Supplied data
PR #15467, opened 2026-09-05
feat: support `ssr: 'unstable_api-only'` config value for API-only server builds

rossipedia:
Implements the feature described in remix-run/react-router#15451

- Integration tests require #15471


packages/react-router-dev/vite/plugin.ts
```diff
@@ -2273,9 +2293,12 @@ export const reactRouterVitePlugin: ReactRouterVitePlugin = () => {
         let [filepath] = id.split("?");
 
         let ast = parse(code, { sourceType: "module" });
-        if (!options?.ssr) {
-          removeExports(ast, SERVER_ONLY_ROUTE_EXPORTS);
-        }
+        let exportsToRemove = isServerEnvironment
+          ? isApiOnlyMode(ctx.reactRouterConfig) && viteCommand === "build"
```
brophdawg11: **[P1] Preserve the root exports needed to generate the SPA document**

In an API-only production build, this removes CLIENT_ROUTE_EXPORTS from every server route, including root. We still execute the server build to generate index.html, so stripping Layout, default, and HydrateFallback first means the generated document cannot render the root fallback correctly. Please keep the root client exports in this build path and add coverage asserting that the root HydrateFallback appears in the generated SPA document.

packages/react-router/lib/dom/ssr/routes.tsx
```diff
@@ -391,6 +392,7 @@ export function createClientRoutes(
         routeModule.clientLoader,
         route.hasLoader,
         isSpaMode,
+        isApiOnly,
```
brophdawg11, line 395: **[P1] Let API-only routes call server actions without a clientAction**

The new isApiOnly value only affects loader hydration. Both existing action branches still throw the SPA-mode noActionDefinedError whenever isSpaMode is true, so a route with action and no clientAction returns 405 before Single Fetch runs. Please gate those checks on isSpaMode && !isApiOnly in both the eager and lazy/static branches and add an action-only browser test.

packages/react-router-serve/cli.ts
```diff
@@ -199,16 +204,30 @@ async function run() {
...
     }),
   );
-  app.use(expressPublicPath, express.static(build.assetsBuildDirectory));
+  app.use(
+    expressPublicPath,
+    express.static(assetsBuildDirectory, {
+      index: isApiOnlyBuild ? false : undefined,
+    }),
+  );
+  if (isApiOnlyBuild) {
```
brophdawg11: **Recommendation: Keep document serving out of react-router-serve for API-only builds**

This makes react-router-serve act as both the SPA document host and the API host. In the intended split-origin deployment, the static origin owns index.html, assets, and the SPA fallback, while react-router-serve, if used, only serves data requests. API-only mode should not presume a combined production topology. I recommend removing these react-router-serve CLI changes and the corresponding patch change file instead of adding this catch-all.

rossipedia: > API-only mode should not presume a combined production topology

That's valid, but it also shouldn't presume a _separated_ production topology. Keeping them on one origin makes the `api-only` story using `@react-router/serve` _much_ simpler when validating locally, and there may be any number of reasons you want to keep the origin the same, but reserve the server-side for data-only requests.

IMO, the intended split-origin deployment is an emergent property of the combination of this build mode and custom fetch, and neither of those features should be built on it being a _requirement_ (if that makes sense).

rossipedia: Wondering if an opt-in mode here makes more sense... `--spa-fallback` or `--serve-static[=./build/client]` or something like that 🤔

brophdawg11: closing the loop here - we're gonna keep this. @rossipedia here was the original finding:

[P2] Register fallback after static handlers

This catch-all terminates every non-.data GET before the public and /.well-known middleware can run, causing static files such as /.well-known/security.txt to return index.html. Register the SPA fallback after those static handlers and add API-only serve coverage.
...
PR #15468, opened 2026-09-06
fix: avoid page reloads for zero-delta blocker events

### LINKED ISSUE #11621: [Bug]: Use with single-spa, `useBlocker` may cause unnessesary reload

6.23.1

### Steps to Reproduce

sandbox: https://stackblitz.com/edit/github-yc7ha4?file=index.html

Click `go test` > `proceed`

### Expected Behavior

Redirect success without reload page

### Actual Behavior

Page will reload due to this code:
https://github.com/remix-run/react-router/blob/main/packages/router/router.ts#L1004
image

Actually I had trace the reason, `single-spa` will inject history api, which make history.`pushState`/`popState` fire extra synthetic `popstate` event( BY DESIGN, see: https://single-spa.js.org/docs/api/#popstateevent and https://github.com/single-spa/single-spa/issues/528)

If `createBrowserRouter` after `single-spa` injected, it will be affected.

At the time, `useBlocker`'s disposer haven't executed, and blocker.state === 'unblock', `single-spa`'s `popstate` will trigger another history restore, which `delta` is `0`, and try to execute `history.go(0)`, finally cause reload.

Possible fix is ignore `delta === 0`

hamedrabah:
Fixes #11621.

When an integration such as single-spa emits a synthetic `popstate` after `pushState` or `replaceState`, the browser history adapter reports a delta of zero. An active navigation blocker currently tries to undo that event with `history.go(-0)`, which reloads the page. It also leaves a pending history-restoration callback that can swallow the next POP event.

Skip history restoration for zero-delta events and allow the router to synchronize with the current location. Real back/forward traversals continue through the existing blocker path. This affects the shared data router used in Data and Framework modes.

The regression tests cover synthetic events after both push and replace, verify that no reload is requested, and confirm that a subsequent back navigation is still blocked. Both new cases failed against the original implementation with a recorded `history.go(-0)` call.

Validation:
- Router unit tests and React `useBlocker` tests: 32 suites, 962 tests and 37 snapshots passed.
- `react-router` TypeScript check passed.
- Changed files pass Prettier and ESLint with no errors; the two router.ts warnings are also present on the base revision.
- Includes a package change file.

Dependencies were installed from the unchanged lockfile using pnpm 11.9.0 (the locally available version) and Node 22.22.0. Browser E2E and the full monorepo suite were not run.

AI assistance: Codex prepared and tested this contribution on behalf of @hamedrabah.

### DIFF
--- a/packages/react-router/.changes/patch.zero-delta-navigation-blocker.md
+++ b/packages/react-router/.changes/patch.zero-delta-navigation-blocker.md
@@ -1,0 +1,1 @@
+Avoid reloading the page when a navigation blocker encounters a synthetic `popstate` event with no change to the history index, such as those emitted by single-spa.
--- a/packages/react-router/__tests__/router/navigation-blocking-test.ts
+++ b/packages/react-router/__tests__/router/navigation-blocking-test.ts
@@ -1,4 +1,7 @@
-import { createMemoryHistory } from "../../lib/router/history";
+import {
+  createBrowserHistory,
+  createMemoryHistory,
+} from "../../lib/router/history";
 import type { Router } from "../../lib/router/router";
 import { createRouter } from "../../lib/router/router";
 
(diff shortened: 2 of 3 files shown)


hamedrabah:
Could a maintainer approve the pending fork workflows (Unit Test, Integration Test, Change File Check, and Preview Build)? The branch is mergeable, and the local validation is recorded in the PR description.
---
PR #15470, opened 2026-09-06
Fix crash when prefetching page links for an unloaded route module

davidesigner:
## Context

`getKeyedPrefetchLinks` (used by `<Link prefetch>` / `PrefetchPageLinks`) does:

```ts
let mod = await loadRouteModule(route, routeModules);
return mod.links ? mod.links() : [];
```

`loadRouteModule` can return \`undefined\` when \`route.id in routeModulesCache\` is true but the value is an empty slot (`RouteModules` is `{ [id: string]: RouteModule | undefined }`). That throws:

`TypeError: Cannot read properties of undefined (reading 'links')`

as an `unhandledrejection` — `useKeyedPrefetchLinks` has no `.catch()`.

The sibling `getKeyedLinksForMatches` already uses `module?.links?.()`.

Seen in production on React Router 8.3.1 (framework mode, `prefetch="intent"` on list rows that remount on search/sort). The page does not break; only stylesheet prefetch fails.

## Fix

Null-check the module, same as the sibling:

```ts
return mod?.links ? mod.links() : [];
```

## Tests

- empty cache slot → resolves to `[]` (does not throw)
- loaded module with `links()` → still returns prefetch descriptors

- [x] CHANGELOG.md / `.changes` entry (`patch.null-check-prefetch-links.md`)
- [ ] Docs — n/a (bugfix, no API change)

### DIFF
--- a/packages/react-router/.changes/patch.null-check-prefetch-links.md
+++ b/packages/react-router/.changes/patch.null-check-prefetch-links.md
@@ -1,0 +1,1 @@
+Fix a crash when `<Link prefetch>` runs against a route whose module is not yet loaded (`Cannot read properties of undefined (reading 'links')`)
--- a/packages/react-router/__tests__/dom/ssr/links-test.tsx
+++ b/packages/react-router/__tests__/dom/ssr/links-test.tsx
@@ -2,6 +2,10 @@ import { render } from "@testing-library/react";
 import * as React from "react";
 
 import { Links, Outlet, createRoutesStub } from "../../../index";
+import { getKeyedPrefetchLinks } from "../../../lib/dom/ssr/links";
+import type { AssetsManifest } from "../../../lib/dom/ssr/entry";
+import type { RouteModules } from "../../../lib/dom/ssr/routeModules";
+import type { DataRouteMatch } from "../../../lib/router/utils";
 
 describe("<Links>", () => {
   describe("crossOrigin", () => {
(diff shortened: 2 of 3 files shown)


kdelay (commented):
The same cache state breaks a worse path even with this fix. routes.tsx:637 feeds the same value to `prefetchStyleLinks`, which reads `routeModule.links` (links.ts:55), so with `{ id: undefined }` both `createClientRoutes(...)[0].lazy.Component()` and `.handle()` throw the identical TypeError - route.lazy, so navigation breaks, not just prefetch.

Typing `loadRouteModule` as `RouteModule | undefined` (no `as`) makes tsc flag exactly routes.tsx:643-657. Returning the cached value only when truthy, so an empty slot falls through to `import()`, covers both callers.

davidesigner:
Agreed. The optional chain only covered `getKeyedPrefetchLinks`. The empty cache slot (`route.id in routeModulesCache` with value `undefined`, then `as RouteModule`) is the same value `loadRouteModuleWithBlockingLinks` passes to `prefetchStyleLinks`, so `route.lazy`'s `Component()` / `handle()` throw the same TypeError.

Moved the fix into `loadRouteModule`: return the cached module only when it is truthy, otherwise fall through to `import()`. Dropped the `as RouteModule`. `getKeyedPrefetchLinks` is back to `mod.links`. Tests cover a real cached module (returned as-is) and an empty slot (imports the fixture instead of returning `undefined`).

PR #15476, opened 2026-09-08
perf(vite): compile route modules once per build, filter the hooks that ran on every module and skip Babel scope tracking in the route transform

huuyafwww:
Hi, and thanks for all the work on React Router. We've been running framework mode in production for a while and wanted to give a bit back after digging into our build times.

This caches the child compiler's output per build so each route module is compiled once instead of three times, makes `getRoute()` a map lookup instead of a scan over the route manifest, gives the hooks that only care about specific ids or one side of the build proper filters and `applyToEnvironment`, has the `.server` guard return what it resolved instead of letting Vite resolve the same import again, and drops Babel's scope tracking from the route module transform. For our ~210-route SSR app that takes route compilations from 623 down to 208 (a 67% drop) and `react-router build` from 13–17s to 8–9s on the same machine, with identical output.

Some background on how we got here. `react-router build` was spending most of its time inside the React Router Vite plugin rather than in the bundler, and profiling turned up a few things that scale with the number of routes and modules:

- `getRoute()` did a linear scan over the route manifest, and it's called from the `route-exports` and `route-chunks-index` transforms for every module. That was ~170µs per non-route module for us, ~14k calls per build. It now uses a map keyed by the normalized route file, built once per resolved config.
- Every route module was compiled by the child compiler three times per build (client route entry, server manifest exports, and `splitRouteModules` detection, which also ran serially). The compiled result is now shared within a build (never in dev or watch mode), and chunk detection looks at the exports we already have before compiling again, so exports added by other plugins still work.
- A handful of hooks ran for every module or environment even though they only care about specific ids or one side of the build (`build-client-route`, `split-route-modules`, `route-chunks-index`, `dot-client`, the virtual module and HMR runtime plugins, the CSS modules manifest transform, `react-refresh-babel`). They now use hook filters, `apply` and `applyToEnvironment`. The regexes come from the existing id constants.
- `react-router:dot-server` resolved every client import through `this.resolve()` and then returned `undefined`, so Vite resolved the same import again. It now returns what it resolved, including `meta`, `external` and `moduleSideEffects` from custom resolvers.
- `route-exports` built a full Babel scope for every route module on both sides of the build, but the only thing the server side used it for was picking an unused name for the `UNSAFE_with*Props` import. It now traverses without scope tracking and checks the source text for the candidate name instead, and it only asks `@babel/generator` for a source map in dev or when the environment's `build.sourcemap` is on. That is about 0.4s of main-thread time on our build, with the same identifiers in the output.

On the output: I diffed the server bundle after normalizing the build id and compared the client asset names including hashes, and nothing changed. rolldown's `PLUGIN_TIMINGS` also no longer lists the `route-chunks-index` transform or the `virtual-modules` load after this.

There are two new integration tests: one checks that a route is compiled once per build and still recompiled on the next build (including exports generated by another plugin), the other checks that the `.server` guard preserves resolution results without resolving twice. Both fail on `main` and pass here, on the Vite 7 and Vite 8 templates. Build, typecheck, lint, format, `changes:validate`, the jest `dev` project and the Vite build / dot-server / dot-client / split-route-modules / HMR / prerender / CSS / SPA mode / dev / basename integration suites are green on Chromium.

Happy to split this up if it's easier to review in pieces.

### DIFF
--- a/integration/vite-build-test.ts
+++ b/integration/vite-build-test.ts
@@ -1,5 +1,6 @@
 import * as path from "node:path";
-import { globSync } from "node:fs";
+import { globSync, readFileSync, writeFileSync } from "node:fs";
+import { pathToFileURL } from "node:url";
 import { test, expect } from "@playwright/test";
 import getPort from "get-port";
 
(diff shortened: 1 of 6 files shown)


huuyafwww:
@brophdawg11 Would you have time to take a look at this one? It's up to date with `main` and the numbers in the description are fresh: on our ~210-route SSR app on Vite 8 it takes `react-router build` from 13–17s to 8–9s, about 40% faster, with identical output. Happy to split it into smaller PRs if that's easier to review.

Task details
Starting at the line that has "Fixes #11621." in the records above, restate word for word every line until the one that has "When an integration", and include that one as well.

Exercise answer
Fixes #11621.

When an integration such as single-spa emits a synthetic `popstate` after `pushState` or `replaceState`, the browser history adapter reports a delta of zero. An active navigation blocker currently tries to undo that event with `history.go(-0)`, which reloads the page. It also leaves a pending history-restoration callback that can swallow the next POP event.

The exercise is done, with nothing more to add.